El Instituto Nacional de Protección de los Derechos del Consumidor (Pro Consumidor) clausuró la Fábrica de Embutidos Jaba y sometió a la Justicia a la señora Bienvenida Abreu, administradora del negocio ubicado en la Calle Duarte número 10, La Rotonda, Villa Mella, donde se vendían productos no aptos para consumo.

El Instituto Nacional de Protección de los Derechos del Consumidor (Pro Consumidor) clausuró la Fábrica de Embutidos Jaba y sometió a la Justicia a la señora Bienvenida Abreu, administradora del negocio ubicado en la Calle Duarte número 10, La Rotonda, Villa Mella, donde se vendían productos no aptos para consumo.
Pro Consumidor informó que cerró la fábrica de embutidos, que además operaba un “matadero clandestino”, por violar la Ley 358-05 de Protección a los Derechos del consumidor y la Ley General de Salud 42-01.
El cierre se llevó a cabo mediante un operativo de inspección llevado a cabo por la fiscal Yvelia Batista, representante del Ministerio Adscrita a Pro Consumidor.
La magistrada explicó que además de violar la Ley General de Protección al Consumidor y Usuario y la Ley General de Salud, en la Fábrica de Embutidos Jaba se incurrió en falsedad en escritura, porque la administración operaba con un permiso falsificado de Salud Pública.
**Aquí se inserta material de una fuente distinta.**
PR #1423, opened 2019-03-07
improve playground embed preview

sebastianbenz:
screenshot 2019-03-08 at 00 16 19

### DIFF
--- a/examples/static/samples/standalone/amp-story.html
+++ b/examples/static/samples/standalone/amp-story.html
@@ -3,33 +3,22 @@
   <head>
     <meta charset="utf-8">
     <meta name="viewport" content="width=device-width,minimum-scale=1">
-    <meta name="description" content="This is the AMP Boilerplate.">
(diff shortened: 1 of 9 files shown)


pbakaus:
How do you edit long lines that are under the preview?

matthiasrohmer:
Longos suggestion would be to wrap the text on the preview's border.

pbakaus:
@matthiasrohmer I mean that works, but then it's essentially not "inline", and only looks that way, and could equally well be on the side.. you know what I mean? ;)

sebastianbenz:
My thinking was that the boilerplate works in our favour here. It's so long, that you can easily scroll to any other line (we could even ensure this by adding more padding-right to the source code view).

sebastianbenz:
We can’t wrap due to the boilerplate as would spread over multiple lines.

sebastianbenz:
I'll merge for now, but I agree - we need to find a better solution.

PR #1434, opened 2019-03-08
added amp roadshow to events 

keevkeev:
AMP roadshow and its stylings were created. Due to time constraints this week, some of the roadshow contents are not separated Atomically, this will be handled later.


frontend/scss/components/molecules/event.scss
```diff
@@ -0,0 +1,125 @@
...
+
+*/
+
+@import '_extends.scss';
+@import '_functions.scss';
+@import '_mixins.scss';
+@import '_variables.scss';
+
+@import 'components/atoms/_text.scss';
+@import '../atoms/_color.scss';
```
matthiasrohmer: Please use absolute (`@import 'components/atoms/_text.scss';`) imports consistently.

frontend/scss/components/molecules/faq.scss
```diff
@@ -0,0 +1,43 @@
+/*
+
+#########################
+### MOLECULE: faq ###
+#########################
+
+*/
+
+@import '../../extends';
```
matthiasrohmer: Please use absolute imports.

frontend/templates/views/partials/roadshow-video.j2
```diff
@@ -0,0 +1,7 @@
+{% do doc.styles.addCssFile('css/components/molecules/roadshow-video.css') %}
```
matthiasrohmer: As this is possibly never used on any page except the roadshow page, either directly add it to the template or rename to a more generic partial.

pages/content/shared/data/roadshow.yaml
```diff
@@ -0,0 +1,156 @@
+nextstops:
```
matthiasrohmer: There was an update on the `production` branch for the stations, can you check if it still matches those here?

keevkeev: are the added fields to nextstop unwanted?

PR #5000, opened 2020-11-28
Use the `python2` command to run Python 2.7 when it's available

TomerAberbach:
On Arch Linux (which I use) Python 2.7 is installed as [`python2`](https://wiki.archlinux.org/index.php/python#Python_2) while Python 3 is installed as [`python`](https://wiki.archlinux.org/index.php/python#Python_3). As a result, the
`test:grow-extensions` npm script tries to use Python 3 on my machine and fails. As a quick fix I've edited the script locally to use `python2`, but I have to be careful not to commit this file.

This PR makes it so that the `test:grow-extensions` npm script uses the `python2` command if it's available, but uses the `python` command otherwise.


patrickkettner:
the script seems fine, however my instinct would just be to use `python2` directly - I can't recall a system used in the last decade that didn't include it. its certainly on gcloud, macos, and the default python installs on debian and windows. I would love @matthiasrohmer or @sebastianbenz's input on this, as I haven't touched our python infra much

matthiasrohmer:
I had a brief look yesterday morning but couldn't make up my mind and hence did not commented but I was thinking in the same direction as Patrick. Let's switch to `python2` as a command name. @TomerAberbach, do you want to take this on?

TomerAberbach:
Thanks for the feedback! Yup, I can take this on

patrickkettner (approved):

Issue #4999, opened 2020-11-28
Use of non-code quality quotation marks in code example


ayumi-cloud:
Code example location in doc's:

https://amp.dev/documentation/components/amp-consent/#prompt-ui-for-stories

Current code:

```html
<amp-consent layout="nodisplay" id="consent-element">
  <script type="application/json">
    {
      "checkConsentHref": "https://foo.com/api/show-consent",
      "promptUI": "consent-ui"
    }
  </script>
  <amp-story-consent id="consent-ui" layout="nodisplay">
    <script type="application/json">
      {
        “title”: "My title",
        “message”: "My example message.",
        “vendors”: ["Item 1", "Item 2", "Item 3", "Item 4"]
      }
    </script>
  </amp-story-consent>
</amp-consent>
```

Correct code:

```html
<amp-consent layout="nodisplay" id="consent-element">
  <script type="application/json">
    {
      "checkConsentHref": "https://foo.com/api/show-consent",
      "promptUI": "consent-ui"
    }
  </script>
  <amp-story-consent id="consent-ui" layout="nodisplay">
    <script type="application/json">
      {
        "title": "My title",
        "message": "My example message.",
        "vendors": ["Item 1", "Item 2", "Item 3", "Item 4"]
      }
    </script>
  </amp-story-consent>
</amp-consent>
```

If you missed it - see screenshot:

![image](https://user-images.githubusercontent.com/57409060/100518818-e78e2600-318b-11eb-9ce4-969e8d634273.png)

patrickkettner:
thanks for the report! this is actually part of the imported documentation, whose data exists over in ampproject/amphtml. I submitted a PR over there to fix this.

ayumi-cloud:
Thank you, I did search both repos.

patrickkettner:
thanks! to be clear, I wasn't chastising - more apologizing for the unusually complex structure

ayumi-cloud:
No need to apologize! Thanks for your quick help.

PR #5001, opened 2020-11-30
force docs to rewrite curly quotes to straight

patrickkettner:
re: #4999 
not confident that this is the right place to do the transformation


matthiasrohmer (approved):
Yep, this does the trick for imported documents. We should probably `grep` over the docs inside this repository to make sure we are in good shape here.

patrickkettner:
> Yep, this does the trick for imported documents. We should probably `grep` over the docs inside this repository to make sure we are in good shape here.

done in https://github.com/ampproject/amphtml/pull/31352

PR #5002, opened 2020-11-30
remove unused package

patrickkettner:
package was added in a4fc6ce2d4046581005385ba9f4e855c8d030401, but was never actually used.


matthiasrohmer (approved):
Thanks, Patrick! 🙂

PR #5023, opened 2020-12-04
strip trailing slashes for go links

### LINKED ISSUE #3859: go.amp.dev links don't support trailing slash
## 🚀 Feature Request

I am a fan of go.amp.dev links! URLs like this work great:

[http://go.amp.dev/learn-script](http://go.amp.dev/learn-script)

However, if you happen to add a trailing slash, as people sometimes do, you get a 404:

[http://go.amp.dev/learn-script/](http://go.amp.dev/learn-script/)

If it's simple to just strip any trailing slash before rewriting the URL, that would be wonderlicious!

patrickkettner:
fixes #3859

### DIFF
--- a/platform/lib/routers/go.js
+++ b/platform/lib/routers/go.js
@@ -81,6 +81,7 @@ function initGoLinks(config) {
       });
     } else {
       simple[key] = value.url;
+      simple[`${key}/`] = value.url;
     }
   }
   return {
--- a/platform/lib/routers/go.js
+++ b/platform/lib/routers/go.js
@@ -32,8 +32,8 @@ const go = express.Router();
 const goLinks = initGoLinks(yaml.safeLoad(readFileSync(GO_LINKS_DEFINITION)));
 
 go.use((request, response, next) => {
+  const requestPath = request.path.replace(/\/?$/, '');
   let target;
-  let requestPath = request.path.replace(/\/?$/, '');
 
   if (goLinks.simple[requestPath]) {
     target = goLinks.simple[requestPath];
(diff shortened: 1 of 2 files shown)


sebastianbenz:
Can you please add a test in go.test.js.

patrickkettner:
jawoll captain

platform/lib/routers/go.js
```diff
@@ -81,6 +81,7 @@ function initGoLinks(config) {
       });
     } else {
       simple[key] = value.url;
+      simple[`${key}/`] = value.url;
```
sebastianbenz, line 84: what if the key already has a trailing slash?

patrickkettner: These are static strings, it would be `/foo/` and `/foo//`. Handling it felt like the complexity outweighed the use since there are no uses of it currently. It would allow for `/foo/` and `/foo//`. 

That being said, I do something like

```js 
} else {
  key =  key.replace(/\/?$/, '/?');
  simple[key] = value.url;
}
```

which would force an optional trailing slash (e.g. `/?`) on all `simple` routes

sebastianbenz: I think it'd be good to consistently support both schemes with and without trailing slash. Stripping trailing slashes when loading the input and when handling a request (like in your first version) might be the easiest way to do this.

patrickkettner: > I think it'd be good to consistently support both schemes with and without trailing slash.

makes sense

pushed an update, wdyt

sebastianbenz (approved):
Looks good once build passes. Thanks!

Issue #3553, opened 2020-02-17
Make git util lazy and use sh over execSync


matthiasrohmer:
Isolated from #3330.

https://github.com/ampproject/amp.dev/blob/551ee7fb30b9778cc68c3f70319ac7d876192258/platform/lib/utils/git.js#L18-L26

git.js currently does three `execSync` operations as soon as it is required. That's bad. Especially because not all of the computed values are needed for development or are even available. 

Therefore we should refactor the util to be Promise-based, cache the computed values where it makes sense and use our `sh` util instead of `execSync` directly.

sebastianbenz:
Good find!

>

patrickkettner:
closing in favor of #5125

PR #5035, opened 2020-12-07
Feature/async git helper

bezoerb:
Solves #3553


gulpfile.js/build.js
```diff
@@ -529,18 +529,22 @@ function collectStatics(done) {
...
-    'by': git.user,
-    'environment': config.environment,
-    'commit': {
-      'sha': git.version,
-      'message': git.message,
-    },
-  };
-
-  fs.writeFile(project.paths.BUILD_INFO, yaml.safeDump(buildInfo), done);
+  Promise.all([git.user(), git.version(), git.message()])
```
patrickkettner, line 532: we are using async/await elsewhere in the file - any reason you aren't here?

gulpfile.js/deploy.js
```diff
@@ -35,7 +35,7 @@ const TIMESTAMP = Date.now();
 // We tag docker images by the current git commit SHA + TIMESTAMP,
 // this makes it easy to identify and reproduce builds.
 // Pass a specific tag via commandline using `gulp updateStart --tag ABCDE...`
-const TAG = argv.tag || `${require('@lib/utils/git').version}-${TIMESTAMP}`;
+const TAG = argv.tag || `${require('@lib/utils/git').version()}-${TIMESTAMP}`;
```
patrickkettner, line 38: this would resolve as a `string || Promise`, no?

platform/lib/utils/sh.js
```diff
@@ -44,7 +44,9 @@ function sh(commandLine, ...options) {
   const command = fragments[0];
   const args = fragments.splice(1);
 
-  console.log(`$ ${command} ${args.join(' ')}`);
+  if (!opts.quiet) {
+    console.log(`$ ${command} ${args.join(' ')}`);
```
patrickkettner, line 48: would it make sense to use the [util logger](https://github.com/ampproject/amp.dev/blob/future/platform/lib/utils/log.js)?

gulpfile.js/build.js
bezoerb: Didn't want to change the the function declaration ;)
I'll give it a try

gulpfile.js/deploy.js
bezoerb: good catch :)

platform/lib/utils/sh.js
bezoerb: The logger util is used to provide scoped logs. I would keep the `console.log` statements as we don't have a specific scope here

gulpfile.js/build.js
```diff
@@ -528,23 +535,23 @@ function collectStatics(done) {
...
-      fs.writeFile(project.paths.BUILD_INFO, yaml.safeDump(buildInfo), done);
-    })
-    .catch((error) => done(error));
+async function persistBuildInfo() {
+  const version = await git.version();
+  const user = await git.user();
+  const message = await git.message();
+
+  const buildInfo = {
+    'number': travis.build.number || null,
```
patrickkettner, line 544: when would `travis.build.number` not be defined? If it isn't, are we sure `travis.build` exists?

patrickkettner: ping @bezoerb

matthiasrohmer: Yep, `travis.build` (and even `.number`) will always exist though may be undefined:

https://github.com/ampproject/amp.dev/blob/4f010c325688cf2c1037f2e56d1b0d3ed159fd4e/platform/lib/utils/travis.js#L51-L54

patrickkettner (approved):

PR #5043, opened 2020-12-08
Force jest to exit when finished

bezoerb:
Adds options `--runInBand --detectOpenHandles --forceExit` to jest calls so it won't stay alive forever & preventing pushes

CleanShot 2020-12-08 at 00 08 02@2x


sebastianbenz (approved):
Looks good. Wondering about the formatting change. Do we already run prettier on JSON files?

bezoerb:
> Wondering about the formatting change. Do we already run prettier on JSON files?
Think this is related to my VS Code. But prettier on JSON files could easily be integrated in the `husky` config

PR #5047, opened 2020-12-08
build localized versions of the site on travis when PR touches localization files

### LINKED ISSUE #5038: localization PR's should trigger a CI build for that locale
when .po files are modified, that locale should be triggered for build. some bugs have crept since PRs only seem to be testing english

patrickkettner:
fixes #5038

### DIFF
--- a/.travis.yml
+++ b/.travis.yml
@@ -34,7 +34,20 @@ jobs:
     - scripts/unbuffer.sh gulp buildComponentVersions
     - scripts/unbuffer.sh npm test
     script:
-    - if [ $TRAVIS_BRANCH == "future" ] && [ $TRAVIS_PULL_REQUEST == "false" ]; then scripts/unbuffer.sh gulp buildPrepare; fi
+    - |
+      if [ $TRAVIS_BRANCH == "future" ] && [ $TRAVIS_PULL_REQUEST == "false" ]; then scripts/unbuffer.sh gulp buildPrepare; fi
+      if [ $TRAVIS_PULL_REQUEST == "true" ]; then
+        # extract list of files being modified that touch markdown localized files (e.g. example@ru.md)
+        MD_LANGS=$(git diff --name-only $TRAVIS_COMMIT_RANGE | grep @ | awk -F'[@.]' '{print $2}' | uniq)
+        # extract list of files being modified that touch PO files
+        PO_LANGS=$(git diff --name-only $TRAVIS_COMMIT_RANGE | grep LC_MESSAGES | awk -F'/' '{print $3}' | uniq)
+        # combine the two lists into one unqiue list
+        LANGS=(`for L in "${MD_LANGS[@]}" "${PO_LANGS[@]}" ; do echo "$L" ; done | sort -du`)
+        # join the list of languages with a comma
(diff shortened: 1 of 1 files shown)


patrickkettner:
@sebastianbenz would you be able to take a look?

sebastianbenz:
I was hoping for @matthiasrohmer to take a look as he's the master of our travis files.

matthiasrohmer (commented):
Sorry for letting this sit for so long, Patrick! This seems to basically work - not to sure if the imported pages are handled gracefully though as `buildPrepare` is not called. Probably not:

https://github.com/ampproject/amp.dev/blob/cd5cc1e13f827dc5a95e4c6c2b7ff9694e169d9b/.travis.yml#L36-L37

Some thoughts though:

In https://github.com/ampproject/amp.dev/pull/1881#discussion_r275148066 and ff Sebastian and I agreed to let JS be the orchestrating technology. So I'd suggest to extra the bit to get the list of changed files to the git util:

https://github.com/ampproject/amp.dev/blob/cd5cc1e13f827dc5a95e4c6c2b7ff9694e169d9b/platform/lib/utils/git.js#L18

while using the sh util

https://github.com/ampproject/amp.dev/blob/cd5cc1e13f827dc5a95e4c6c2b7ff9694e169d9b/platform/lib/utils/sh.js#L97

Next bit is building the pages. Grow allows [filtering](https://grow.io/reference/podspec/#filtering) the build output. We already utilize this for the test content, see:

https://github.com/ampproject/amp.dev/blob/cd5cc1e13f827dc5a95e4c6c2b7ff9694e169d9b/gulpfile.js/build.js#L350-L359

This is where it gets a little diffuse though. We need to find an elegant way to pass the paths then filtered by the git util to the `buildPages` task through this obscure configuration method:

https://github.com/ampproject/amp.dev/blob/cd5cc1e13f827dc5a95e4c6c2b7ff9694e169d9b/platform/lib/config.js#L247-L261

This way we would only build the actually changed pages instead of the full locale which would speed things up significantly.

I know the logic for this is scattered a lot of places - let me know if I can help with any of this or if you favor a different approach at all.

patrickkettner:
@matthiasrohmer do we want to build the changed pages only, though? Since they could have touched the po files

patrickkettner:
@matthiasrohmer another questions on this

> Sebastian and I agreed to let JS be the orchestrating technology..

It seems like this is only being used in the gulp pipeline. Are you suggesting I add a gulp task that outputs the locales and then call it to get the information when I am in travis from within the travis yaml?

matthiasrohmer:
>do we want to build the changed pages only, though? Since they could have touched the po files

Oh this is fine actually. The PO-files get validated with every run of `grow run` and/or `grow build`.

matthiasrohmer:
>It seems like this is only being used in the gulp pipeline. Are you suggesting I add a gulp task that outputs the locales and then call it to get the information when I am in travis from within the travis yaml?

Yup, a gulp task is what I am looking for. This should call a method in the git util to get the changed locales and then call the grow util to actually run a build.

patrickkettner:
closing as RIP Travis usage

PR #5054, opened 2020-12-09
use data-css-strict on amp4email

### LINKED ISSUE #5053: Add data-css-strict to all email samples
This enables stricter CSS validation required for Gmail compatibility.

//cc @patrickkettner

patrickkettner:
fixes #5053

### DIFF
--- a/examples/source/1.components/amp-autocomplete.html
+++ b/examples/source/1.components/amp-autocomplete.html
@@ -1,9 +1,9 @@
 <!--
   ## Introduction
 
-  An autocomplete-enabled input field suggests completed results corresponding to the user input as they type into the input field. 
+  An autocomplete-enabled input field suggests completed results corresponding to the user input as they type into the input field.
   This feature can help the user to carry out their task more quickly.
-  
+
   Data can either be fetched from a JSON endpoint or locally from amp-state.
 -->
 <!-- -->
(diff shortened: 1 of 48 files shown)


examples/source/1.components/amp-autocomplete.html
```diff
@@ -8,7 +8,7 @@
 -->
 <!-- -->
 <!doctype html>
-<html ⚡ lang="en">
+<html ⚡ lang="en" data-css-strict>
```
sebastianbenz, line 11: This is not an email only sample, we should put this behind a template variable that will only inject the flag if the email mode is enabled.

sebastianbenz (changes requested):
Thanks for the quick fix!

examples/source/1.components/amp-autocomplete.html
patrickkettner: this was just a mistake - email has [it's own autocomplete example](https://github.com/ampproject/amp.dev/blob/use-data-css-strict/examples/source/1.components/amp-autocomplete-email.html)

sebastianbenz: Afaik, some examples are rewritten for email.

patrickkettner: I believe `amp-bind-macro` is the only example of that, I will get that one sorted shortly

sebastianbenz: Found it, we need to add the flag here as well: https://github.com/ampproject/amp.dev/blob/future/platform/lib/format-transform/formats/amp4email.js#L26

patrickkettner: beauty, thanks. I would've taken me a long while to find that.

pushed and update for that and for the test suite

sebastianbenz (approved):
Thanks!

PR #5071, opened 2020-12-11
Revert "Add CSP Headers"

sebastianbenz:
Reverts ampproject/amp.dev#5052

PR #5072, opened 2020-12-11
use CSP reporting endpoint

patrickkettner:
Turn on the [reporting](https://developer.mozilla.org/en-US/docs/Web/HTTP/Headers/Content-Security-Policy-Report-Only), rather than blocking, in CSP, so we can audit potential issues

https://csp-collector.appspot.com/csp/amp is listed as a the endpoint, which is the csp report collector for @ampproject, probably should use a different endpoint?

### DIFF
--- a/platform/lib/middleware/csp.js
+++ b/platform/lib/middleware/csp.js
@@ -50,7 +50,7 @@ module.exports = (req, res, next) => {
       'https://cdn.ampproject.org/rtv/',
       ...getDynamicHosts(),
     ],
-    reportUri: ['https://csp-collector.appspot.com/csp/amp'],
+    reportUri: ['/csp-report'],
   };
 
   // Allow unsafe-inline for examples
--- a/platform/lib/middleware/csp.js
+++ b/platform/lib/middleware/csp.js
@@ -1,0 +1,66 @@
+/**
+ * Copyright 2020 The AMP HTML Authors. All Rights Reserved.
+ *
+ * Licensed under the Apache License, Version 2.0 (the "License");
+ * you may not use this file except in compliance with the License.
+ * You may obtain a copy of the License at
+ *
+ *      http://www.apache.org/licenses/LICENSE-2.0
+ *
+ * Unless required by applicable law or agreed to in writing, software
+ * distributed under the License is distributed on an "AS-IS" BASIS,
+ * WITHOUT WARRANTIES OR CONDITIONS OF ANY KIND, either express or implied.
+ * See the License for the specific language governing permissions and
+ * limitations under the License.
+ */
+
+'use strict';
+
+const contentSecurityPolicy = require('helmet-csp');
+const config = require('@lib/config');
+
+const getDynamicHosts = () =>
+  ['playground', 'preview', 'go', 'log']
+    .map((key) => {
+      const {[key]: hostConfig} = config.hosts || {};
+      if (hostConfig) {
+        return `${config.getHost(hostConfig)}/`;
+      }
+    })
+    .filter((v) => v);
+
+module.exports = (req, res, next) => {
+  const directives = {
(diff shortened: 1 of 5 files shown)


patrickkettner:
@sebastianbenz this just logs out to [CSP Report] in the cloud log explorer. We would change [this](https://github.com/ampproject/amp.dev/pull/5072/files#diff-5e1f4ebf545d527c05556c742255a2c4dc54fa31e6167579d8cd6a47552c302fR64) line to false after N days once we have confirmed that there aren't any issues with CSP being hit in production

platform/lib/middleware/csp.js
```diff
@@ -0,0 +1,66 @@
...
+      ...getDynamicHosts(),
+    ],
+    reportUri: ['https://csp-collector.appspot.com/csp/amp'],
+  };
+
+  // Allow unsafe-inline for examples
+  if (/\/documentation\/examples\//.test(req.path)) {
+    directives.scriptSrc = [...directives.scriptSrc, `'unsafe-inline'`];
+  }
+
```
bezoerb, line 60: We should add the `unsafe-eval` directive for playground to fix #5071. Maybe something like this:
```js
const {playground} = config.hosts || {};
const {host: playgroundHost} = playground || {};
if (req.hostname.includes(playgroundHost)) {
  directives.scriptSrc = [...directives.scriptSrc, `'unsafe-eval'`];
}
```

platform/lib/middleware/csp.js
```diff
@@ -0,0 +1,66 @@
...
+      'https://www.googletagmanager.com/gtag/js',
+      ...getDynamicHosts(),
+    ],
+    objectSrc: [`'none'`],
+    styleSrc: [
+      `'unsafe-inline'`,
+      'https://cdn.ampproject.org/rtv/',
+      ...getDynamicHosts(),
+    ],
+    reportUri: ['https://csp-collector.appspot.com/csp/amp'],
```
bezoerb, line 53: Shouldn't the [`/csp-report`](https://github.com/ampproject/amp.dev/pull/5072/commits/2a3158a2bbb031e7ac13254edc826940605c9531#diff-2b890bf0ec18da7e4c03e8bf4568a4c7c850411978807b0980a9338fd64a0050R27) uri be used here?

platform/lib/routers/cspReport.js
```diff
@@ -0,0 +1,31 @@
...
+const express = require('express');
+const log = require('@lib/utils/log')('CSP Violation Report')
+
+// eslint-disable-next-line new-cap
+const cspReportRouter = express.Router();
+
+cspReportRouter.use('/csp-report', express.json({ type: 'application/csp-report' }));
+
+cspReportRouter.post('/csp-report', (req, res) => {
+  log.error(req.body)
```
bezoerb, line 28: Are these logs persisted somewhere or are they only available at runtime?

platform/lib/middleware/csp.js
patrickkettner: totally - changing this to reportOnly will give us a view on domains that are hitting that and therefore we can scope anything like that accordingly

platform/lib/middleware/csp.js
patrickkettner: 🤦‍♂️

platform/lib/routers/cspReport.js
patrickkettner: They are persisted in the Google Cloud logger

platform/lib/middleware/csp.js
patrickkettner: fixed

bezoerb (approved):
LGTM

sebastianbenz (approved):
Thanks!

“Vinimos e hicimos un acta de inspección y les recomendamos la adecuación del local a los requerimientos de la Ley y no lo hicieron, posteriormente mandamos un acto de advertencia y tampoco hicieron nada y entonces se tomó la decisión de cerrar”, manifestó la magistrada Batista.
Explicó que al hacer caso omiso a las autoridades, como medida se procedió a cerrar el establecimiento, el cual se mantendrá clausurado hasta que el Tribunal decida.
Dijo que también se sometió a la Justicia a la señora Abreu, administradora de la Fábrica de Embutidos propiedad de su padre José Abreu, quien estaba ausente.
Carencia de higieneEn el interior del matadero el personal del Departamento de Inspección y Vigilancia de Pro Consumidor decomisó carne de cerdo, longaniza, tocino, entre otros condimentos carentes de higiene que preparaban diez mujeres que su vez compraban a los propietarios del negocio clandestino, para revender en las calles.
Pro Consumidor advirtió que es injusto que un establecimiento prepare productos con carencia de higiene para luego venderlos a consumidores que corren el riesgo de contraer distintos tipos de enfermedades, de ahí la razón del operativo y posterior cierre del establecimiento.